Yesterday, an American Banker opinion piece entitled CFPB's rule will hurt consumers defended the payday-loan industry and called for Congress to overrule the CFPB rule. The piece's author, Drew Breakspear, is the commissioner of Florida's Office of Financial Regulation. Breakspear says the congressional override has bipartisan support. The sponsorship of the override is, in fact, bipartisan.

The specific requirements of the rule include: 

  • Full-payment test: Lenders are required to determine whether the borrower can afford the loan payments and still meet basic living expenses and major financial obligations. For payday and auto title loans that are due in one lump sum, full payment means being able to afford to pay the total loan amount, plus fees and finance charges within two weeks or a month. For longer-term loans with a balloon payment, full payment means being able to afford the payments in the month with the highest total payments on the loan. The rule also caps the number of loans that can be made in quick succession at three.
  • Principal-payoff option for certain short-term loans: Consumers may take out a short-term loan of up to $500 without the full-payment test if it is structured to allow the borrower to get out of debt more gradually. Under this option, consumers may take out one loan that meets the restrictions and pay it off in full. For those needing more time to repay, lenders may offer up to two extensions, but only if the borrower pays off at least one-third of the original principal each time. To prevent debt traps, these loans cannot be offered to borrowers with recent or outstanding short-term or balloon-payment loans. Further, lenders cannot make more than three such loans in quick succession, and they cannot make loans under this option if the consumer has already had more than six short-term loans or been in debt on short-term loans for more than 90 days over a rolling 12-month period. The principal-payoff option is not available for loans for which the lender takes an auto title as collateral.
  • Less risky loan options: Loans that pose less risk to consumers do not require the full-payment test or the principal-payoff option. This includes loans made by a lender who makes 2,500 or fewer covered short-term or balloon-payment loans per year and derives no more than 10 percent of its revenue from such loans. These are usually small personal loans made by community banks or credit unions to existing customers or members. In addition, the rule does not cover loans that generally meet the parameters of “payday alternative loans” authorized by the National Credit Union Administration. These are low-cost loans which cannot have a balloon payment with strict limitations on the number of loans that can be made over six months. The rule also excludes from coverage certain no-cost advances and advances of earned wages made under wage-advance programs offered by employers or their business partners. 

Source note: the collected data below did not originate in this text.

PR #1197, opened 2018-03-30
DRILL-6279: UI indicates operators that spilled in-memory data to disk

kkhatua:
1. Detect the presence of an operator that has spilled to disk, in the Operators Overview section of a query's profile page.
2. Introduced API to inject html attributes into a cell. This is used to inject details about the spill in the avg peak and max peak memory usage
3. Javascript is leveraged to detect spilled operators' HTML elements, and inject a symbolic font for indicating the operator as having spilt.
4. Mouse-over effect indicates the average and max number of spill cycles the operator went through. 

For example, at the bottom right of this screenshot, you can see how the spilling operator is indicated, along with the mouse-over information
spilltodisksnapshot

NOTE: Bootstrap library comes with Glyphicons Halfling Fonts and meets the Apache license requirements.
http://glyphicons.com/license#halflingsbootstrap

PR #1199, opened 2018-04-01
DRILL-6303: Provide a button to copy the Drillbit's JStack shown in /threads

kkhatua:
Provides a button in the web UI to copy the thread stack to the user's clipboard.

### DIFF
--- a/exec/java-exec/src/main/resources/rest/threads/threads.ftl
+++ b/exec/java-exec/src/main/resources/rest/threads/threads.ftl
@@ -17,17 +17,21 @@
   <a href="/queries">back</a><br/>
   <div class="page-header">
   </div>
-  <p>Auto refreshes every 2 seconds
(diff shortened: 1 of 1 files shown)


kkhatua:
@arina-ielchiieva 

I've added 2 snapshots and tested in Chrome.

**Mouse Over**, showing tooltip
mouseover

**On clicking**, the copy of the text to the clipboard, followed by the alert.
mouseonclick

arina-ielchiieva:
@kkhatua thanks for making the changes, it believe it's very useful but I suggest we do consider some design changes:
1. Information and auto-refresh display as badege and do not hard-code refresh limit.
2. Use glyphicon instead of regular button and move to right side. 
3. Simplify tooltip to `Copy to clipboard`.
4. Remove onlick logic.

kkhatua:
@arina-ielchiieva I've made updates based on the review. 
image

I've also skipped adding re-adding the Glyphicons package because we already have that as part of DRILL-6279 (PR #1197 ).

arina-ielchiieva:
+1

  • Debit attempt cutoff: The rule also includes a debit attempt cutoff that applies to short-term loans, balloon-payment loans, and longer-term loans with an annual percentage rate over 36 percent that includes authorization for the lender to access the borrower’s checking or prepaid account. After two straight unsuccessful attempts, the lender cannot debit the account again unless the lender gets a new authorization from the borrower. The lender must give consumers written notice before making a debit attempt at an irregular interval or amount. These protections will give consumers a chance to dispute any unauthorized or erroneous debit attempts, and to arrange to cover unanticipated payments that are due. This should mean fewer consumers being debited for payments they did not authorize or anticipate, or charged multiplying fees for returned payments and insufficient funds.